All,
Just wanted some help in figuring out how to plot the neutron flux in my simulation as a function of the radius from my cylindrical mesh tally. Essentially, I want a line plot that shows the neutron flux as the radius increases on the x axis, and the expected result is obviously that the flux will decrease as the distance r increases.
I set up a cylindrical tally around my reactor with 49 r, phi, and z bins:
mesh_all = openmc.CylindricalMesh( r_grid= np.linspace(0, shielding_radius, 50), phi_grid= np.linspace(0.0, 2*np.pi, 50), z_grid=np.linspace(-(shielding_height/2), (shielding_height/2), 50) ) all_mesh_filter = openmc.MeshFilter(mesh_all)
And that gives me a pandas dataframe that looks something like this:
But I’m having trouble taking what I want to do and putting it in terms of code.
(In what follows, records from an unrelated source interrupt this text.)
PR #274, opened 2020-02-12
Use !std::isfinite() to exclude nan and infinite values

rouault:
- std::isnan() is useless when !std::isfinite() is tested
- std::isnan() || std::isinf() can be replaced by !std::isfinite()


rouault:
Build failures seem unrelated to my changes: ```Cannot add PPA: 'ppa:~ubuntu-toolchain-r/ubuntu/test'```

dbaston:
Thanks!

PR #275, opened 2020-02-13
Fix a few CLang 9 -Wextra warnings

rouault:
- Unused private member --> removed
- Unused method (likely a debugging one) -> protected by #if GEOS_DEBUG
- Unused variables in a destructor -> removed

### DIFF
--- a/include/geos/noding/NodingIntersectionFinder.h
+++ b/include/geos/noding/NodingIntersectionFinder.h
@@ -60,8 +60,7 @@ public:
         interiorIntersection(geom::Coordinate::getNull()),
         intersectionCount(0),
         isCheckEndSegmentsOnly(false),
-        findAllIntersections(false),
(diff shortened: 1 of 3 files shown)


include/geos/noding/NodingIntersectionFinder.h
```diff
@@ -60,8 +60,7 @@ class NodingIntersectionFinder: public SegmentIntersector {
         interiorIntersection(geom::Coordinate::getNull()),
         intersectionCount(0),
         isCheckEndSegmentsOnly(false),
-        findAllIntersections(false),
-        keepIntersections(true)
```
dbaston: Probably best resolved at https://github.com/libgeos/geos/blob/master/src/noding/NodingIntersectionFinder.cpp#L149, but I guess no harm removing it in the meantime.

PR #279, opened 2020-02-13
Add final keyword in class declarations wherever possible

rouault:
Two advantages:
- Helps the compiler to generate better code by de-virtualizing
  some calls
- Better document the inheritance diagram

Also tag with a /*non-final*/ comment classes that are later derived.

Candidates found with 'grep ": public" . | grep final"

### DIFF
--- a/include/geos/algorithm/NotRepresentableException.h
+++ b/include/geos/algorithm/NotRepresentableException.h
@@ -32,7 +32,7 @@ namespace algorithm { // geos::algorithm
  * @version 1.4
  * @see HCoordinate
  */
-class GEOS_DLL NotRepresentableException: public util::GEOSException {
+class GEOS_DLL NotRepresentableException final: public util::GEOSException {
 public:
     NotRepresentableException();
     NotRepresentableException(std::string msg);
--- a/include/geos/algorithm/SimplePointInRing.h
+++ b/include/geos/algorithm/SimplePointInRing.h
@@ -31,7 +31,7 @@ class CoordinateSequence;
 namespace geos {
 namespace algorithm { // geos::algorithm
 
-class GEOS_DLL SimplePointInRing: public PointInRing {
+class GEOS_DLL SimplePointInRing final: public PointInRing {
 public:
     SimplePointInRing(geom::LinearRing* ring);
     ~SimplePointInRing() override = default;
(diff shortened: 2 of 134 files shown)


dbaston:
Curious if you measured a performance difference on any of the benchmarks? If not, I can give it a try later. I've had this change in the back of my mind for a while, and am inclined to think it's a good idea, but I have some hesitation about applying it without measurement because of the potential to break any external C++ code that extends a GEOS class.

rouault:
> Curious if you measured a performance difference on any of the benchmarks?

No. I wouldn't expect anything dramatic. More a good practice than anything

> because of the potential to break any external C++ code that extends a GEOS class.

Isn't that the purpose of them to define -DUSE_UNSTABLE_GEOS_CPP_API ;-) ? More seriously, yes, there is a small risk. I'd say let's try and revert the problematic parts if/when people yell. Are you aware of external code to GEOS that would use the C++ API and extend core clases ?

dbaston:
If it successfully enables more devirtualization of `CoordinateArraySequence::getAt`, it ought to be measurable if not dramatic. I'll give it a try.

Agree that committing and partially reverting on request seems reasonable. I'm not aware of external code extending the C++ API.

hobu:
> Are you aware of external code to GEOS that would use the C++ API and extend core clases ?

I think we should assume this is quite likely. I don't think we should `final` the class hierarchy. GEOS already acts as bad citizens for C++ developers.

dbaston:
I tried two benchmarks (perf_voronoi and perf_intersection) and both perform about 5% worse under the `final` branch. Not what I would have expected. This is on a release build with gcc 7.4. Haven't tried other compilers, or looking at at actual devirtualization w/callgrind.

rouault:
> perform about 5% worse

ok, that kills the whole idea :-( Probably that the devirtualization results in some inlining that has adverse effect on the instruction cache.

For the record, which optimization level and CPU did you use?

Closing.

dbaston:
Looks like CMake is using `-O3` for release.

CPU info is
```
vendor_id	: GenuineIntel
cpu family	: 6
model		: 60
model name	: Intel(R) Core(TM) i7-4700MQ CPU @ 2.40GHz
stepping	: 3
microcode	: 0x27
cpu MHz		: 2340.394
cache size	: 6144 KB
physical id	: 0
```

PR #280, opened 2020-02-13
tests: geos_unit: fix missing include

metux:
Signed-off-by: Enrico Weigelt, metux IT consult <info@metux.net>


pramsey:
Same Q as #281, what's the actual error, because cstdlib is already there...

PR #282, opened 2020-02-15
Avoid adding small segment from some buffer operations

mwtoews:
This bug, [described on Trac](https://trac.osgeo.org/geos/ticket/743), has been around since probably the first releases of GEOS, and is also in JTS master.

Some tests needed to be modified, as there are sometimes fewer points with the revised logic.

This change will visible downstream, for instance shapely uses a default quadsegs to 16, which has this rounding error for buffered points. Other geometries and quadseg combinations may yield fewer coordinates.

Fixes [#743](https://trac.osgeo.org/geos/ticket/743)

### DIFF
--- a/src/operation/buffer/OffsetSegmentGenerator.cpp
+++ b/src/operation/buffer/OffsetSegmentGenerator.cpp
@@ -286,7 +286,7 @@ OffsetSegmentGenerator::addFillet(const Coordinate& p, double startAngle,
 
     double currAngle = initAngle;
     Coordinate pt;
-    while(currAngle < totalAngle) {
+    while(currAngle < totalAngle - 1e-12) { // avoid adding tiny segment
         double angle = startAngle + directionFactor * currAngle;
         pt.x = p.x + radius * cos(angle);
         pt.y = p.y + radius * sin(angle);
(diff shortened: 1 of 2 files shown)


dr-jts:
Seems like a good fix.  I will apply it to JTS as well.

mwtoews:
> Seems like a good fix. I will apply it to JTS as well.

Thanks, I had a quick look at JTS to see the same logic in `OffsetSegmentGenerator.java`, but I'm out of my league when it comes to Java development.

mwtoews:
And yup, this bug had been around for 17 years ([seen here](https://github.com/libgeos/geos/blob/7e662562d8485b11d0fdba7273079123b8101269/source/operation/buffer/BufferLineBuilder.cpp#L342)), but has only been bothering me for 5 years.

dr-jts:
JTS has logic to remove very small segments, but only for curves generated for non-point geometries.  The point buffer generation uses the same code to generate "fillets", but for a full circle.  This is why there is not check for short segments in the fillet code itself.

An alternative to your patch is to switch to using a better generator for circles, which would just generate the circle with exactly the desired number of points.  I might consider implementing that instead (just because it's more direct logic, and stays out of the way of the code dropping short segments).

mwtoews:
@dr-jts feel free to supersede this PR with something better!

Algunenano:
I remember fixing something like this in Postgis with a simpler solution: instead of calculating the increment and adding it in each iteration (which increases errors) you can keep the first and last point in the angle (already known) and calculate each intermediate point as n/segments * angle. It's going to require some extra ops per iteration but the error doesn't accumulate.

dr-jts:
See [JTS PR 526](https://github.com/locationtech/jts/pull/526). Note it uses the approach suggested by @Algunenano.

pramsey:
Closing this in favour of #296

PR #300, opened 2020-03-30
Remove redundant EditorConfig properties

gszy:
The `insert_final_newline` and `trim_trailing_whitespace` properties do not have to be enabled for `CMakeLists.txt` as they are already enabled for all files.

### DIFF
--- a/.editorconfig
+++ b/.editorconfig
@@ -37,8 +37,6 @@ end_of_line = crlf
 [CMakeLists.txt]
 indent_style = space
 indent_size = 2
-trim_trailing_whitespace = true
-insert_final_newline = true
 
 # CMake modules
 [*.cmake]


strk:
I merged this change in the branch. Not sure why GitHub fails to figure this out.
Better use Gitea for PRs ...

dbaston:
@strk again, you didn't merge this, you rebased it.

strk:
On Tue, Mar 31, 2020 at 06:48:05AM -0700, Dan Baston wrote:
> @strk again, you didn't merge this, you rebased it.

Or cherry-picked. To me "merge" is a general term, I should have used
"accept" ("I accepted it", "I pushed it to the official repository").

What happened is someone sent a change request (patch) and I applied it.

In pre-git times we used to be the "committers" and we'd attribute the
patch to the author. How to do this with git is to be decided on (no,
I'm still not sold on "merge commits")

PR #302, opened 2020-04-08
Enforce utf-8 charset when building astyle

gergondet:
I encountered a build issue while attempting to build geos with MSVC on a PC with a Chinese locale. I found this [comment](https://github.com/libusb/libusb/issues/207#issuecomment-288664124) on a similar problem that points to a deeper explanation of the issue and a solution :)

This PR enables the `/source-charset:utf-8` for the `astyle` target in CMake which solves this particular issue.


pramsey:
Merged, thank you!

PR #303, opened 2020-04-15
Use JTS doubledouble implementation instead of ttmath

pramsey:
The ttmath library is quite large and full of fancy stuff like ASM and so on, and all we seem to need is doubledouble. Also ttmath has some issues on big-endian systems. Also, this implementation seems to be 5-10% faster than ttmath, and I haven't exactly fine tuned it. I think with some added unit tests from JTS we should consider dropping ttmath entirely, and maybe even back-porting this into 3.8, since there is no regression change at all (!!). (Maybe, at least so far testing only on my machine.)


include/geos/math/DD.h
```diff
@@ -0,0 +1,126 @@
...
+        friend DD operator/ (const DD &lhs, const DD &rhs);
+        friend DD operator/ (const DD &lhs, double rhs);
+
+        static DD determinant(const DD &x1, const DD &y1, const DD &x2, const DD &y2);
+        static DD determinant(double x1, double y1, double x2, double y2);
+        static DD abs(const DD &d);
+        static DD pow(const DD &d, int exp);
+        static DD trunc(const DD &d);
+
+        bool isNaN() const;
```
dbaston, line 92: Many of these methods seem like good candidates for inlining (either by defining them where they're declared, or by using a `.inl` file like much of the older work)

include/geos/math/DD.h
```diff
@@ -0,0 +1,126 @@
...
+/**
+ * \class DD
+ *
+ * \brief
+ * Wrapper for DoubleDouble higher precision mathematics
+ * operations.
+ */
+class GEOS_DLL DD {
+    private:
+        double SPLIT = 134217729.0; // 2^27+1, for IEEE double
```
dbaston, line 32: This can be `constexpr` and will reduce `sizeof(DD)`

include/geos/math/DD.h
pramsey: Mostly they don't get called except in the tests. Most of the work happens in the arithmetic operators and selfAdd/selfMultiply.

dr-jts: Seems like just about all the methods should be inlineable, no?  Would be interesting to see the performance diff.

PR #951, opened 2019-03-01
Set Drupal timezone

### LINKED ISSUE #950: Bug: Timezone should be set to New York (US Eastern)
## Description 

In the Acquia environment, the site Timezone is set to UTC.  That's because for local development, we're setting it in the Docker environment and letting Drupal pick up the system default.

Do the thing.

* Remove timezone setting from the two Dockerfiles.
* In the php.ini files, set timezone to "Etc/UTC" (matches the OS default and should prevent warning messages about the timezone not being set).
* Set timezone in `system.date` `timezone` property.

blairlearn:
- Set system.date in cgov_site.
- Revert containers to OS-default timzeone (Etc/UTC).
- Specify Etc/UTC for Php INI files in order to prevent timzeone warnings.

Closes #950


blairlearn:
Reworking some bits

PR #939, opened 2019-02-28
Ticket/425 citations common field

sarinapadilla:

PR #966, opened 2019-03-05
Ticket/796 bio press info

sarinapadilla:


docroot/profiles/custom/cgov_site/modules/custom/cgov_biography/config/install/core.entity_view_display.node.cgov_biography.default.yml
```diff
@@ -59,6 +60,16 @@ content:
     region: content
     settings: {  }
     third_party_settings: {  }
+  field_bio_press_info:
```
bryanpizzillo: Please change this to be a dropdown select (Do Not Display vs Display). It should be an integer list with Display being 1 and Do not being 0. @VictoriaSunNIH Can you please update the requirements.  (Checkboxes get hidden in the UI.)

Also can you make the field name something like field_display_bio_press_info? So it is more of a question.

docroot/profiles/custom/cgov_site/themes/custom/cgov/cgov_common/templates/content/biography/node--cgov-biography--full.html.twig
```diff
@@ -68,15 +68,9 @@
...
-
-          {# TODO: replace placeholder below with customizable content #}
-          <div class="press-contact">
-            <h2>Press Contacts</h2>
-            <p>To request an interview with NCI researchers, contact the NCI Office of Media Relations.<br />
-              <a href="mailto:ncipressofficers@mail.nih.gov" class="press-contact-email">ncipressofficers@mail.nih.gov</a><br />
-              <span class="press-contact-phone">240-760-6600</span>
-            </p>
-          </div>
+          {% if content.field_bio_press_info[0]['#markup'] == "On" %}
```
bryanpizzillo: this could just be the following?
`content_field_bio_press_info | field_value`

0 should be false and anything not zero is true.

BrendanBeltzNIH: +1

VictoriaSunNIH:
@sarinapadilla  - the dropdown is fine, but there is a "None" option that shouldn't be there.  Please update so that it's only Display or Do Not Display.  Default to Do Not Display.

VictoriaSunNIH:
@lburack  - here's the ODE for review: https://github.com/NCIOCPL/cgov-digital-platform/pull/939

lburack:
This passes my IA review. Thanks @sarinapadilla !

PR #991, opened 2019-03-07
Ticket/928 event page look and feel

arcepaul:
Look and feel for Event Page
Includes change from promotional image to lead image 

TODO: Figure out next steps for Outlook Calendar link creation


docroot/profiles/custom/cgov_site/themes/custom/cgov/cgov_common/src/entrypoints/event/Event.scss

First I’m confused on the x, y, z in the dataframe. Is that meant to be r, phi, and z?
In that case, could I:
- Sum all values of phi and z (y and z) for each x index,
- Divide by the volume of all the bins in each x index, and
- Plot the results?
If someone could provide a simple example which shows that, it would be much appreciated. I think I know what I want to do conceptually, but I need some guidance putting that in terms of tally arithmetic. Thanks in advance!